Picking a side in political debates is sometimes dead simple. Kids in cages are definitely bad. Raising the minimum wage is obvious. Many other issues are not simple. One difficult issue for me is free speech and the current trend to censor hate speech and speech meant to deceive.

Twitter permanently banning Trump on January 8, 2021—shortly after the attack on the Capitol that Trump encouraged—seemed the correct thing to do. I have little doubt Americans are safer after the ban than before—at least temporarily. Other social media bannings have occurred before and after. A good example is Steve Bannon calling for Doctor Anthony Fauci and FBI Director Christopher A. Wray to be beheaded.

It doesn't seem logical to suggest that Bannon's call for murder should qualify for protected speech. We know that this kind of speech incites violence. Abortion doctor George Tiller was murdered after Bill O'Reilley regularly complained about "Tiller the Killer" on his nightly Fox News show. Tucker Carlson promoted the Great Replacement Theory on his Fox News show, and a shooter in Buffalo, NY, responded by murdering ten people.

Recently, journalists and authors I respect, such as Matt Taibbi, Glenn Greenwald, and Thomas Frank, have cautioned us about this suppression of free speech. I don't automatically agree with them, but I'd be a fool not to consider their viewpoints seriously. The following is how I currently see the issue.

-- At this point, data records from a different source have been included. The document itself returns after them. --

PR #985, opened 2025-06-16
Gracefully handle files that are not from a theme

### LINKED ISSUE #973: findThemeRoot should throw or return undefined when it can't find one
**Describe the bug**
I think findThemeRootURI assumes that it will always find a root. That's not true. Say you are in your theme and you take a look at your vscode's settings.json file, you won't be able to find the theme root from that URI. 

That assumption is wrong and is unfortunately used everywhere in the stack. 

We probably should change the return type of `findThemeRootURI` to possibly return `undefined` when it can't find a root.

Then we'll need to adjust all the call sites and add handling for when that happens. Usually that means returning early, returning no results, etc. 

It's too big of a task to include in #956 

That kind of assumption is what causes the dependency graph to load 4000 files when the focused file is settings.json in $HOME/Library/...

charlespwd:
Make findThemeRootURI return null when it can't find a root

Make everywhere handle null when no root is found

Should fix "preloading" of theme when looking at `$HOME/Library/Application Support/Code/User/settings.json`

Also, `snippets` can be found in `$HOME/Library/Application Support/Code/User` and is a VS Code-owned, non theme thing. So had to modify the findRoot algo to search for assets _and_ snippets folder existence.

Fixes #973

## Before you deploy

### DIFF
--- a/packages/theme-check-common/src/checks/valid-visible-if/visible-if-utils.ts
+++ b/packages/theme-check-common/src/checks/valid-visible-if/visible-if-utils.ts
@@ -1,13 +1,6 @@
-import {
-  type LiquidVariableLookup,
-  toLiquidHtmlAST,
-  NodeTypes,
-  LiquidVariableOutput,
-} from '@shopify/liquid-html-parser';
+import { type LiquidVariableLookup, NodeTypes, toLiquidHtmlAST } from '@shopify/liquid-html-parser';
 import { Context, SourceCodeType } from '../..';
-import { findRoot } from '../../find-root';
 import { parseJSON } from '../../json';
-import { join } from '../../path';
 import { visit } from '../../visitor';
 
 export type Vars = { [key: string]: Vars | true };
@@ -140,11 +133,8 @@ export async function getGlobalSettings(context: Context<SourceCodeType>) {
   const globalSettings: string[] = [];
 
   try {
-    const path = join(
-      await findRoot(context.file.uri, context.fileExists),
-      'config/settings_schema.json',
-    );
-    const settingsFile = await context.fs.readFile(path);
+    const uri = context.toUri('config/settings_schema.json');
+    const settingsFile = await context.fs.readFile(uri);
     const settings = parseJSON(settingsFile);
     if (Array.isArray(settings)) {
       for (const group of settings) {
--- a/packages/theme-check-common/src/find-root.ts
+++ b/packages/theme-check-common/src/find-root.ts
@@ -7,12 +7,19 @@ async function isRoot(dir: UriString, fileExists: FileExists) {
   return or(
     fileExists(path.join(dir, 'shopify.extension.toml')), // for theme-app-extensions
     fileExists(path.join(dir, '.theme-check.yml')),
-    fileExists(path.join(dir, '.git')),
 
-    // zip files and TAEs might not have config files, but they should have a
-    // snippets directory but in case they do specify a .theme-check.yml a
+    // Maybe the root of the workspace has an assets + snippets directory, we'll accept that
+    and(
+      fileExists(path.join(dir, '.git')),
+      fileExists(path.join(dir, 'assets')),
+      fileExists(path.join(dir, 'snippets')),
+    ),
+
+    // zip files and TAEs might not have config files, but they should have an
+    // assets & snippets directory but in case they do specify a .theme-check.yml a
     // couple of directories up, we should respect that
     and(
+      fileExists(path.join(dir, 'assets')),
       fileExists(path.join(dir, 'snippets')),
       not(fileExists(path.join(path.dirname(dir), '.theme-check.yml'))),
       not(fileExists(path.join(path.dirname(path.dirname(dir)), '.theme-check.yml'))),
@@ -49,7 +56,7 @@ async function not(ap: Promise<boolean>) {
  * Note: that this is not the theme root. The config file might have a `root` entry in it
  * that points to somewhere else.
  */
-export async function findRoot(curr: UriString, fileExists: FileExists): Promise<UriString> {
+export async function findRoot(curr: UriString, fileExists: FileExists): Promise<UriString | null> {
   const currIsRoot = await isRoot(curr, fileExists);
   if (currIsRoot) {
     return curr;
@@ -58,7 +65,7 @@ export async function findRoot(curr: UriString, fileExists: FileExists): Promise
   const dir = path.dirname(curr);
   const currIsAbsoluteRoot = dir === curr;
   if (currIsAbsoluteRoot) {
-    return curr;
+    return null; // Root not found.
   }
 
   return findRoot(dir, fileExists);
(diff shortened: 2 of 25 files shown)


packages/theme-check-common/src/checks/valid-visible-if/visible-if-utils.ts
```diff
@@ -140,11 +133,8 @@ export async function getGlobalSettings(context: Context<SourceCodeType>) {
   const globalSettings: string[] = [];
 
   try {
-    const path = join(
-      await findRoot(context.file.uri, context.fileExists),
-      'config/settings_schema.json',
-    );
-    const settingsFile = await context.fs.readFile(path);
```
charlespwd, line 147: toURI does this better.

packages/theme-check-common/src/test/MockFileSystem.ts
```diff
@@ -46,32 +48,37 @@ export class MockFileSystem implements AbstractFileSystem {
...
+      let current = result;
+      for (let i = 0; i < segments.length - 1; i++) {
+        const segment = segments[i];
+        current[segment] ??= {};
+        current = current[segment] as FileTree;
       }
+      current[segments[segments.length - 1]] = source;
     }
-    return this._fileTree;
+    return result;
```
charlespwd, line 81: Had to remove memoization because of a test that mutated this.mockTheme. It's only for tests, perf doesn't matter :)

packages/theme-language-server-common/src/diagnostics/runChecks.ts
```diff
@@ -43,7 +43,7 @@ export function makeRunChecks(
     // then we recheck theme1
     const fileExists = makeFileExists(fs);
     const rootURIs = await Promise.all(triggerURIs.map((uri) => findRoot(uri, fileExists)));
-    const deduplicatedRootURIs = new Set(rootURIs);
+    const deduplicatedRootURIs = new Set<string>(rootURIs.filter((x): x is string => !!x));
     await Promise.all([...deduplicatedRootURIs].map(runChecksForRoot));
```
charlespwd, line 47: Impact: runChecks won't run when triggered from a file that you can't find a root for.

packages/theme-language-server-common/src/documentLinks/DocumentLinksProvider.ts
```diff
@@ -24,6 +25,10 @@ export class DocumentLinksProvider {
     }
 
     const rootUri = await this.findThemeRootURI(uriString);
+    if (!rootUri) {
+      return [];
+    }
+
```
charlespwd, line 31: No document links when you can't find a root.

packages/theme-language-server-common/src/rename/providers/LiquidVariableRenameProvider.ts
```diff
@@ -71,7 +72,7 @@ export class LiquidVariableRenameProvider implements BaseRenameProvider {
     const rootUri = await this.findThemeRootURI(params.textDocument.uri);
     const textDocument = document?.textDocument;
 
-    if (!textDocument || !node || !ancestors) return null;
+    if (!rootUri || !textDocument || !node || !ancestors) return null;
```
charlespwd, line 75: No variable rename when you can't find a root.

packages/theme-language-server-common/src/renamed/handlers/AssetRenameHandler.ts
```diff
@@ -44,6 +45,7 @@ export class AssetRenameHandler implements BaseRenameHandler {
     if (relevantRenames.length !== 1) return;
     const rename = relevantRenames[0];
     const rootUri = await this.findThemeRootURI(path.dirname(params.files[0].oldUri));
+    if (!rootUri) return;
```
charlespwd, line 48: No asset rename when you can't find a root

packages/theme-language-server-common/src/server/ThemeGraphManager.ts
```diff
@@ -33,11 +34,15 @@ export class ThemeGraphManager {
...
     private documentManager: DocumentManager,
     private fs: AbstractFileSystem,
-    private findThemeRootURI: (uri: string) => Promise<string>,
+    private findThemeRootURI: FindThemeRootURI,
   ) {}
 
   async getThemeGraphForURI(uri: string) {
     const rootUri = await this.findThemeRootURI(uri);
+    if (!rootUri) {
+      return undefined;
```
charlespwd, line 43: No theme graph for files that are not part of a theme

packages/theme-language-server-common/src/server/startServer.spec.ts
```diff
@@ -58,7 +58,7 @@ describe('Module: server', () => {
       }
     });
 
-    fileTree = { 'snippets/code.liquid': fileContents };
+    fileTree = { '.theme-check.yml': '', 'snippets/code.liquid': fileContents };
```
charlespwd, line 61: Since `Application Support/Code/User/snippets` exists and since `Application Suport/Code/User/settings.json` is a file you're likely to edit, we were inferring `Application Support/Code/User` to be the root of a theme. That was not very good. So I changed the algo to look for `snippets` _and_ `assets` (as well as looking for `.theme-chekc.yml`).

For the unit tests, it was easiest to simply put a `.theme-check.yml`

packages/theme-language-server-common/src/server/startServer.ts
```diff
@@ -158,8 +160,13 @@ export function startServer(
...
   );
 
-  const getMetafieldDefinitions = async (uri: string) => {
+  const getMetafieldDefinitions: NonNullable<Dependencies['getMetafieldDefinitions']> = async (
+    uri: string,
+  ) => {
     const rootUri = await findThemeRootURI(uri);
+    if (!rootUri) {
+      return {} as MetafieldDefinitionMap;
+    }
```
charlespwd, line 169: no root URI means no `.shopify` folder gets generated in non-themes.

packages/theme-check-common/src/find-root.ts
```diff
@@ -7,12 +7,19 @@ async function isRoot(dir: UriString, fileExists: FileExists) {
...
     fileExists(path.join(dir, '.theme-check.yml')),
-    fileExists(path.join(dir, '.git')),
 
-    // zip files and TAEs might not have config files, but they should have a
-    // snippets directory but in case they do specify a .theme-check.yml a
+    // Maybe the root of the workspace has an assets + snippets directory, we'll accept that
+    and(
+      fileExists(path.join(dir, '.git')),
+      fileExists(path.join(dir, 'assets')),
+      fileExists(path.join(dir, 'shippets')),
```
aswamy: `shippets`? 😅

packages/theme-language-server-common/src/server/startServer.ts
aswamy: Metafields file never got created on my system but i feel like it's a problem outside of the rootUri... can you check yours to see if it's working. It's failing on the `exec` function in `packages/theme-language-server-node/src/metafieldDefinitions.ts` line 46.

packages/theme-check-common/src/find-root.ts
charlespwd: oh god

packages/theme-language-server-common/src/server/startServer.ts
charlespwd: They load fine for me 🤔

I'm a computer systems engineer/analyst, so I use these skills to evaluate things.

In the medical field, such as the currently important field of virology, a healthy host may require vaccines to fight attacks against it. We don't say, “I won't get the vaccine because COVID-19 has rights too.” or deny that the vaccine is necessary in the face of overwhelming evidence to the contrary. Well, rational people don't.

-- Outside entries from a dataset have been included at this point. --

Issue #981, opened 2025-06-13
theme graph does check `inline_asset_content` filter


aswamy:
**Describe the bug**

- When you open an SVG file in the editor, it doesn't show any entries in the "References" panel
- When you open a file that uses an SVG (e.g. `inline_asset_content`), it doesn't show up in the "Dependencies" panel

NOTE: Please check other filters we might have missed for loading assets

**Source**

![Image](https://github.com/user-attachments/assets/c12a19f2-b69a-4e45-ae45-93f7edc4a1a5)

![Image](https://github.com/user-attachments/assets/1840a3e8-341b-4bfa-823f-43e8f9af2c59)

**Expected behaviour**
- [ ] When you open the svg file, it should show its references
- [ ] When you open a file that imports the svg, it should show up as a dependency

**Actual behaviour**
- it doesn't do ^

PR #988, opened 2025-06-18
Support for SVGs and images in theme-graph

aswamy:

Fixes https://github.com/Shopify/theme-tools/issues/981
- Added support for SVGs and Images on theme-graph

## Tophat

- Check out branch
- Press F5
- Open a theme repo
- Find a theme file that calls out an SVG or an image file in the assets folder
- It should appear in the Dependencies panel 

image

## Before you deploy

### DIFF
--- a/packages/theme-graph/src/graph/traverse.ts
+++ b/packages/theme-graph/src/graph/traverse.ts
@@ -73,7 +73,9 @@ export async function traverseModule(
       return; // TODO graph import/exports ?
     }
 
-    case ModuleType.Css: {
+    case ModuleType.Css:
+    case ModuleType.Svg:
+    case ModuleType.Image: {
       return; // Nothing to do??
     }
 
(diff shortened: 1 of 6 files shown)


packages/theme-graph/src/graph/traverse.ts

From a systems engineering perspective, a properly-functioning system must have error-checking and recovery when the data is bad. We don't allow bad data to foul the system because of some notion that it too has rights. Our society may not be a machine, but we have the equivalent of an engineering document to describe its proper function - our Constitution and body of law.

However, Supreme Court Justice Louis Brandeis had a different view:

“If there be time to expose through discussion, the falsehoods and fallacies, to avert the evil by the processes of education, the remedy to be applied is more speech, not enforced silence.” – Justice Louis D. Brandeis, 1927

The United States used to have a Fairness Doctrine that provided a method of handling the broadcast of information that could damage our society. It didn't suppress speech; it ensured that it was countered by other speech, just as Justice Brandeis suggested. It helped suppress the formation of large societal “bubbles” of misinformation. The Fairness Doctrine was destroyed by the Republican administration of Ronald Reagan and replaced with extreme political speech and bubbles. Nearly 40 years later, it wreaks havoc on our society.

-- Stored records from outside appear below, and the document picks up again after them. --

Issue #536, opened 2024-10-22
Feature Request: Add Emmet support


david-w-shopify:
**Is your feature request related to a problem? Please describe.**
Writing HTML is slow, and would be much faster if I could use emmet expansions.

**Describe the solution you'd like**
Support for Emmet expansions (examples here https://code.visualstudio.com/docs/editor/emmet).

As a basic example, I could then type 

```
.my-element#id
```

After pressing tab, it would be expanded to

```html
<div class=”my-element” id=”id”></div>
```

charlespwd:
It seems like we don't need to do anything. The following `.vscode/config.json` works (This is what the other extension does:)

```jsonc
{
      "emmet.triggerExpansionOnTab": true,
      "emmet.includeLanguages": {
        "liquid": "html"
      }
}
```

There's just one thing I don't like though: this adds the emmet completion options _everywhere_. Even when you're typing Liquid code. They also appear to have a very high priority in the completion window. 

![Image](https://github.com/user-attachments/assets/d14fa2a0-4851-4508-a542-291785beb139)

Maybe we simply tell people through this issue that you can turn that on yourself? There would be 0 code changes other than switching this to on by default with the extension.

david-w-shopify:
🤦 Wish I'd realised it was that simple.

Also I'd never noticed the completions being included within Liquid contexts before. Can't be unseen and I totally agree that I don't like that. I imagine letting people know they can enable it this way if they want to, with this caveat is fine for now, but think it would be better enabled by default in the future _if_ the issue you raised can be resolved.

PR #991, opened 2025-06-27
Added support for emmet for liquid files in extentions

NzakiCodes:
fixes: #536


m74278803-cmyk (commented):
#1094 NzakiCodes:emmet-default-support-vscode-extention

Should we bring the Fairness Doctrine back?

Some say that we've changed since the Fairness Doctrine. We're no longer in the world of 20th Century broadcast media, where we're limited to a small number of content creators serving a vast audience. We have the Internet and social media, where we're all content creators. We can't possibly apply the Fairness Doctrine to 300 million people.

However, when you look at how social media is used, we don't really have a huge population of content creators. We have a huge population of people who copy the content produced by the few gods of their bubbles (Sean Hannity and Tucker Carlson, for example) to their fellow bubble citizenry (bubblezens?). So, I believe a modern-day Fairness Doctrine could still work and be better than righteous censorship.

Would either side of the political divide accept it after decades of entrenchment?

Would the political parties be willing to lose the wedge issues they rely on for fund-raising?